PR #2138, opened 2025-12-15
[SDA] Prevent starting with an old DB schema

jbygdell:
Components that create or interact with the correlation IDs are tightly bound to the DB schema and as such needs to only start on the correct version they can work with.


jbygdell:
> Shouldn't all services that query the database be added with this sanity check? 

Only those that interact with messages in an automated fashion.

PR #2186, opened 2026-01-15
Fix syntax and typo of the download-secrets chart

nanjiangshu:
## Related issue(s) and PR(s)
This PR fixes the syntax and typo of the chart so that the integration test can pass


KarlG-nbis (approved):

jbygdell (dismissed):
Indentations are irrelevant in a helm manifest.

And you need to bump the version tag in the `Chart.yaml` to 3.1.1 in order for the new chart to be accessible.

kostas-kou (approved):

Issue #2197, opened 2026-01-23
[helm charts] Update helm chart to populate now expected config needed by applications supporting multiple storage backends


KarlG-nbis:
As with the integration test, do this once all the applications have been merged into the temporary branch.

KarlG-nbis:
[PR](https://github.com/neicnordic/sensitive-data-archive/pull/2244) has now been merged

Issue #2196, opened 2026-01-23
[integration test] Update integration tests to verify multiple storage backends functionality


KarlG-nbis:
Once all the applications have been merged into a temporary branch, the integration tests can be updated in this branch.

PR #2203, opened 2026-01-23
Feature/multiple backends sync impl

### LINKED ISSUE #2185: [sda-sync] migrate sync service to support multiple storage backends
Update the sync service to support multiple storage backends introduced by #1910.

# A/C

A demo in sprint-review with sync using the new storage backend.

KarlG-nbis:
## Related issue(s) and PR(s)
This PR closes #2185

Failing integration tests will be fixed in #2196, and failing chart tests will be fixed in #2197 
before [feature/multiple-backends-applications-impl](https://github.com/neicnordic/sensitive-data-archive/tree/feature/multiple-backends-applications-impl) is merged to main

## Description
Update sda-sync to utlise multiple storage backends to be able to read archive file by their known archive location and write to a sync buckets with does not exceed its quota

## How to test
- sync unit tests pass

### DIFF
--- a/sda/cmd/sync/sync.go
+++ b/sda/cmd/sync/sync.go
@@ -36,7 +36,6 @@ var (
 	mqBroker      *broker.AMQPBroker
 	archiveReader storage.Reader
 	syncWriter    storage.Writer
-	message       schema.DatasetMapping
 )
 
 func main() {
@@ -162,6 +161,7 @@ func handleMessage(ctx context.Context, delivered amqp.Delivery) {
 		return
 	}
 
+	var message schema.DatasetMapping
 	// we unmarshal the message in the validation step so this is safe to do
 	_ = json.Unmarshal(delivered.Body, &message)
 


sda/cmd/sync/sync.go
```diff
@@ -4,214 +4,264 @@ package main
...
-		messages, err := mq.GetMessages(conf.Broker.Queue)
+	return nil
+}
+func startConsumer() error {
+	messages, err := mqBroker.GetMessages(mqBroker.Conf.Queue)
+	if err != nil {
+		return err
+	}
+	for delivered := range messages {
+		ctx := context.Background()
```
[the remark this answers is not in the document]
KarlG-nbis: Yes makes sense

sda/cmd/sync/sync.md
```diff
@@ -107,36 +107,17 @@ These settings control how sync connects to the RabbitMQ message broker.
 
 
 ### Storage settings
+The sync service requires access to the "archive", and "sync" storage. To configure that, the following configuration is required:
```
nanjiangshu:
```suggestion
The sync service requires access to the "archive" and "sync" storage backends. To configure these, the following configuration is required:
```

sda/cmd/sync/sync.go
```diff
@@ -4,214 +4,265 @@ package main
...
-	db                       *database.SDAdb
-	conf                     *config.Config
-	archive, syncDestination storage.Backend
+	key           *[32]byte
+	db            *database.SDAdb
+	conf          *config.Config
+	mqBroker      *broker.AMQPBroker
+	archiveReader storage.Reader
+	syncWriter    storage.Writer
+	message       schema.DatasetMapping
```
nanjiangshu: Better to define it as a local variable

KarlG-nbis:
> Great work! I only left a few minor comments.
> 
> One question, in the current setup, new bucket will not be automatically created when the bucket is hitting the limit (<500,000 files), right? Shall we have an issue for that?

Yeah that is true since we dont store the sync location in the database, so we currently dont have a few to check how many objects are in a "sync" location. But that would just require a new `LocationBroker` which supports finding that which we would initialize the sync writer with

PR #2205, opened 2026-01-23
Feature/multiple backends download impl

### LINKED ISSUE #1912: [sda-download] Migrate download service to support multiple storage backends
Update the download service to support multiple storage backends introduced by #1910.

The download service needs to look in the correct bucket/s3 endpoint to find the files.

# A/C

A demo in sprint-review with download using the new storage backend.

KarlG-nbis:
## Related issue(s) and PR(s)
This PR closes #1912

Failing integration tests will be fixed in #2196, and failing chart tests will be fixed in #2197 
before [feature/multiple-backends-applications-impl](https://github.com/neicnordic/sensitive-data-archive/tree/feature/multiple-backends-applications-impl) is merged to main

## Description
Update sda-download to utilise multiple storage backends to be able to read archive files by their known archived location

## How to test
- download unit tests pass


sda-download/cmd/main.go
```diff
@@ -31,6 +33,11 @@ func init() {
 		log.Panicf("database connection failed, reason: %v", err)
 	}
 	defer db.Close()
+	if db.Version < 23 {
+		log.Error("database schema v23 is required")
+
+		return
```
jhagberg: Is it not better to fail fast here instead of return? 
```suggestion
		log.Fatalf("database schema v23 is required (found v%d); process exiting", db.Version)
```
Will not the return allow the application to proceed to main() even if the database version is incompatible?

sda-download/internal/storage/v2/s3/reader/new_file_read_seeker.go
jhagberg: I'm curious about this validation: we compare `object.ContentRange` against `r.currentOffset`, but `prefetchAt(offset)` is fetching at `offset`. If `r.currentOffset` changes while the request is in-flight (e.g. due to seek/read), could we end up dropping valid prefetched data? Should this validate against `offset` (or the requested range) instead of `r.currentOffset`?

sda-download/internal/config/config.go
```diff
@@ -187,12 +185,6 @@ func NewConfig() (*Map, error) {
 		"db.host", "db.user", "db.password", "db.database", "oidc.configuration.url", "grpc.host",
 	}
 
-	if viper.GetString("archive.type") == S3 {
-		requiredConfVars = append(requiredConfVars, []string{"archive.url", "archive.accesskey", "archive.secretkey", "archive.bucket"}...)
```
jhagberg: Noticed this change removes the conditional `archive.*` required config validation from `NewConfig()`. Totally fine if the intention is to move all archive/storage validation into `storage.NewReader("archive")`, but it does mean misconfigurations will now fail later (and potentially with less context).

Would it be worth adding a small explicit “storage.archive is configured” check here (or at least a clearer startup error) so we fail fast with a more user-friendly message?

sda-download/internal/database/database.go
```diff
@@ -125,6 +126,19 @@ func (dbs *SQLdb) checkAndReconnectIfNeeded() {
...
+
+	log.Debug("Fetching database schema version")
+
+	query := "SELECT MAX(version) FROM sda.dbschema_version;"
+
+	var dbVersion = -1
+	err := dbs.DB.QueryRow(query).Scan(&dbVersion)
+
+	return dbVersion, err
+}
```
jhagberg: I'm a bit concerned `SELECT MAX(version)` may return NULL if `sda.dbschema_version` is empty, which will make `Scan(&dbVersion)` fail with a somewhat opaque error.

Would it make sense to either:
- use `SELECT COALESCE(MAX(version), -1) ...` and then handle `-1` explicitly with a clear "dbschema_version not initialized" error, or
- scan into `sql.NullInt64` so we can return a more descriptive message when the value is NULL?

Given our deployment workflow (and the schema v23 requirement), which approach do you prefer?

sda-download/cmd/main.go
KarlG-nbis: Ah yes, good point missed that this logic was in the init func

sda-download/internal/storage/v2/s3/reader/new_file_read_seeker.go
```diff
@@ -257,11 +256,11 @@ func (r *s3Reader) isPrefetching(offset int64) bool {
 }
 
 // wholeReader is a helper for when we read the whole object
-func (r *s3Reader) wholeReader(dst []byte) (int, error) {
+func (r *s3SeekableReader) wholeReader(dst []byte) (int, error) {
 	if r.objectReader == nil {
 		// First call, setup a reader for the object
-		object, err := r.Client.GetObject(&s3.GetObjectInput{
-			Bucket: aws.String(r.Bucket),
+		object, err := r.client.GetObject(context.Background(), &s3.GetObjectInput{
```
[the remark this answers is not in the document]
KarlG-nbis: Added a defer func closing object.Body

sda-download/internal/storage/v2/s3/reader/config.go
```diff
@@ -0,0 +1,158 @@
...
+				if err != nil {
+					return nil, errors.New("could not parse chunk_size as a valid data size")
+				}
+				if s < 5*datasize.MB {
+					return nil, errors.New("chunk_size can not be smaller than 5mb")
+				}
+				if s > 1*datasize.GB {
+					return nil, errors.New("chunk_size can not be bigger than 1gb")
+				}
+			}
```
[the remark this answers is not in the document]
KarlG-nbis: Ahh yes, good catch, will fix

sda-download/internal/database/database.go
KarlG-nbis: Yeah makes sense, will update to scan to a NullInt64 and update SQLdb.Verison from int -> int64

sda-download/internal/storage/v2/s3/reader/new_file_read_seeker.go
KarlG-nbis: I can not give a good answer to the original intent.

But I think this is intended, as if `r.currentOffset` has changed while request was in flight then `seek` must have been called from what I can gather, as in `read` and `prefetchAt` we are checking if the `currentOffset` is already in the cache, meaning a `GetObject` would only be called if we are getting new data. So if `currentOffset` has changed a new prefetchAt would have spawned and be waiting for a look (and could already be fetching data), so even if this content range would be partially valid we could then have 2 overlapping cache entries (which would be handled) but I think yeah this logic could be expanded to evaluate if the fetched content range is still valid from the changed `currentOffset`, eg,   

```go
    if object.ContentRange == nil {
		return
	}

	contentRange, err := parseContentRange(*object.ContentRange)
	if err != nil {
		log.Errorf("failed to parse content range: %v", err)

		return
	}

	if r.currentOffset < contentRange.start || r.currentOffset > contentRange.end {
		return
	}
	
...


type contentRange struct {
	start int64
	end   int64
	size  int64 // -1 if unknown (*)
}

// parseContentRange parses a content range header, with the format bytes $start-$end/$size
func parseContentRange(v string) (*contentRange, error) {
	if !strings.HasPrefix(v, "bytes ") {
		return nil, errors.New("invalid Content-Range header")
	}

	v = strings.TrimPrefix(v, "bytes ")
	parts := strings.Split(v, "/")
	if len(parts) != 2 {
		return nil, errors.New("invalid Content-Range")
	}

	rangePart := parts[0]
	sizePart := parts[1]

	re := strings.Split(rangePart, "-")
	if len(re) != 2 {
		return nil, errors.New("invalid Content-Range header")
	}

	start, err := strconv.ParseInt(re[0], 10, 64)
	if err != nil {
		return nil, fmt.Errorf("failed to parse start in content range header: %v", err)
	}

	end, err := strconv.ParseInt(re[1], 10, 64)
	if err != nil {
		return nil, fmt.Errorf("failed to parse end in content range header: %v", err)
	}

	size := int64(-1)
	if sizePart != "*" {
		size, err = strconv.ParseInt(sizePart, 10, 64)
		if err != nil {
			return nil, fmt.Errorf("failed to parse size in content range header: %v", err)
		}
	}

	return &contentRange{
		start: start,
		end:   end,
		size:  size,
	}, nil
}

```

What do you think?

sda-download/internal/storage/v2/README.md
```diff
@@ -0,0 +1,80 @@
...
+
+| Name:         | Type:  | Default Value: | Description:                                                                                                                                  |         
+|---------------|--------|----------------|-----------------------------------------------------------------------------------------------------------------------------------------------|                               
+| access_key    | string |                | The access key used to authenticate when connecting to the s3                                                                                 |        
+| secret_key    | string |                | The secret key used to authenticate when connecting to the s3                                                                                 |
+| ca_cert       | string |                | The ca certificate of the s3 to be appended to the certs of the system                                                                        |        
+| chunk_size    | string | 50MB           | The chunk size (in bytes) when writing data S3, also when reading chunks with the Seekable Reader. The minimum allowed is 5MB, and max is 1gb |
```
nanjiangshu:
```suggestion
| chunk_size    | string | 50MB           | The chunk size used when writing data to `S3` and when reading data with the `Seekable Reader`. Supports values like 50MB, 100MB. The minimum allowed value is 5MB, and the maximum is 1GB.  |
```

I have clarified the description of chunk_size since otherwise it is unclear if it is a string like "50MB" or an integer number of bytes.

sda-download/internal/storage/v2/README.md
```diff
@@ -0,0 +1,80 @@
...
+| region        | string | us-east-1      | The region of the s3 bucket                                                                                                                   |        
+| endpoint      | string |                | The address of the s3 buckets                                                                                                                 |        
+| disable_https | bool   | false          | If to disable https when connecting to the s3 bucket                                                                                          |        
+| bucket_prefix | string |                | How the reader will identify which buckets to look through when looking for a file for which the location is not known by the caller          |
```
nanjiangshu: Might be good to add a paragraph to clarify the `bucket_prefix` further and explain 
- Whether buckets are searched sequentially
- Whether the first match wins

sda-download/dev_utils/compose-sda.yml
```diff
@@ -17,35 +17,52 @@ services:
...
+      - PGPASSWORD=rootpassword
   s3:
     command: server /data
     container_name: s3
     environment:
-      - MINIO_ACCESS_KEY=access
-      - MINIO_SECRET_KEY=secretkey
+      - MINIO_ROOT_USER=access
+      - MINIO_ROOT_PASSWORD=secretkey
+      - MINIO_SERVER_URL=http://127.0.0.1:9000
```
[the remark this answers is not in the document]
KarlG-nbis: yeah, updated to use https

sda-download/internal/storage/v2/posix/reader/find_file.go
```diff
@@ -0,0 +1,29 @@
...
+	"io/fs"
+	"os"
+	"path/filepath"
+
+	"github.com/neicnordic/sda-download/internal/storage/v2/storageerrors"
+)
+
+func (reader *Reader) FindFile(_ context.Context, filePath string) (string, error) {
+	for _, endpointConf := range reader.configuredEndpoints {
+		_, err := os.Stat(filepath.Join(endpointConf.Path, filePath))
```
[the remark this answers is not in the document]
KarlG-nbis: Well I would file this under a future improvement for the readers / writer to do such validation, atm the file path is gotten from the database / generated, eg [ingest writing to archive](https://github.com/neicnordic/sensitive-data-archive/blob/feature/multiple-backends-ingest-impl/sda/cmd/ingest/ingest.go#L539), [download reading from archive](https://github.com/neicnordic/sensitive-data-archive/blob/feature/multiple-backends-download-impl/sda-download/api/sda/sda.go#L323), only excpetion is for the ingest when a file has been uploaded through means with did not register the file in out database https://github.com/neicnordic/sensitive-data-archive/blob/feature/multiple-backends-ingest-impl/sda/cmd/ingest/ingest.go#L330

sda-download/internal/storage/v2/seekable_multi_reader.go
```diff
@@ -0,0 +1,105 @@
...
+
+func (r *seekableMultiReader) Read(dst []byte) (int, error) {
+	var readerStartAt int64
+
+	for i, reader := range r.readers {
+		if r.currentOffset < readerStartAt {
+			// We want data from a previous reader (? HELP ?)
+			readerStartAt += r.sizes[i]
+
+			continue
```
nanjiangshu:
```suggestion
            return 0, errors.New("internal error: currentOffset before reader start")
```
If this condition happens, it should be an error, isn't it?
when `currentOffset < readerStartAt`, the correct reader was earlier, continuing forward makes the error worse. I think it should either `break` or return an internal error.

sda-download/dev_utils/run_integration_test_no_tls.sh
```diff
@@ -31,52 +31,52 @@ chmod 444 c4gh.sec.pem
 # insert file entry into database
 file_id=$(docker run --rm --name client --network dev_utils_default \
     neicnordic/pg-client:latest \
-    postgresql://postgres:rootpassword@db:5432/lega \
+    postgresql://postgres:rootpassword@db:5432/sda \
     -t -q -c "INSERT INTO sda.files (stable_id, submission_user, \
```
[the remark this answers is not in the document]
nanjiangshu: `psql -At` gives exactly the value you need, with no padding, no headers, so you can just assign it directly.
With `xargs`, if the returned value contains spaces, tabs, or shell-special characters ($, !, *, ?), xargs will split or expand them.

I think the reason why it works in this exact case is because there is one row returned with the psql query. 
But it's safer to use `psql -At`. It works even if wants to retrieve e.g. `file_ids` as a list of IDs. 
After using `psql -At`, the `| xargs` can be removed.

sda-download/internal/storage/v2/posix/reader/config.go
```diff
@@ -0,0 +1,36 @@
...
+	"github.com/spf13/viper"
+)
+
+type endpointConfig struct {
+	Path string `mapstructure:"path"`
+}
+
+func loadConfig(backendName string) ([]*endpointConfig, error) {
+	var endpointConf []*endpointConfig
+
```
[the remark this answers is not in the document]
nanjiangshu: ok.

sda-download/internal/storage/v2/seekable_multi_reader.go
KarlG-nbis: Yeah tbh didnt look to closely in this code and it was mainly copied from previous implementation, but yeah makes sense to return an error in this scenario

jbygdell (approved):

-*-

Print the lines above, unchanged, from the start of the records to the line with "And you need", including that final line.

_ANSWER AREA_.
PR #2138, opened 2025-12-15
[SDA] Prevent starting with an old DB schema

jbygdell:
Components that create or interact with the correlation IDs are tightly bound to the DB schema and as such needs to only start on the correct version they can work with.


jbygdell:
> Shouldn't all services that query the database be added with this sanity check? 

Only those that interact with messages in an automated fashion.

PR #2186, opened 2026-01-15
Fix syntax and typo of the download-secrets chart

nanjiangshu:
## Related issue(s) and PR(s)
This PR fixes the syntax and typo of the chart so that the integration test can pass


KarlG-nbis (approved):

jbygdell (dismissed):
Indentations are irrelevant in a helm manifest.

And you need to bump the version tag in the `Chart.yaml` to 3.1.1 in order for the new chart to be accessible.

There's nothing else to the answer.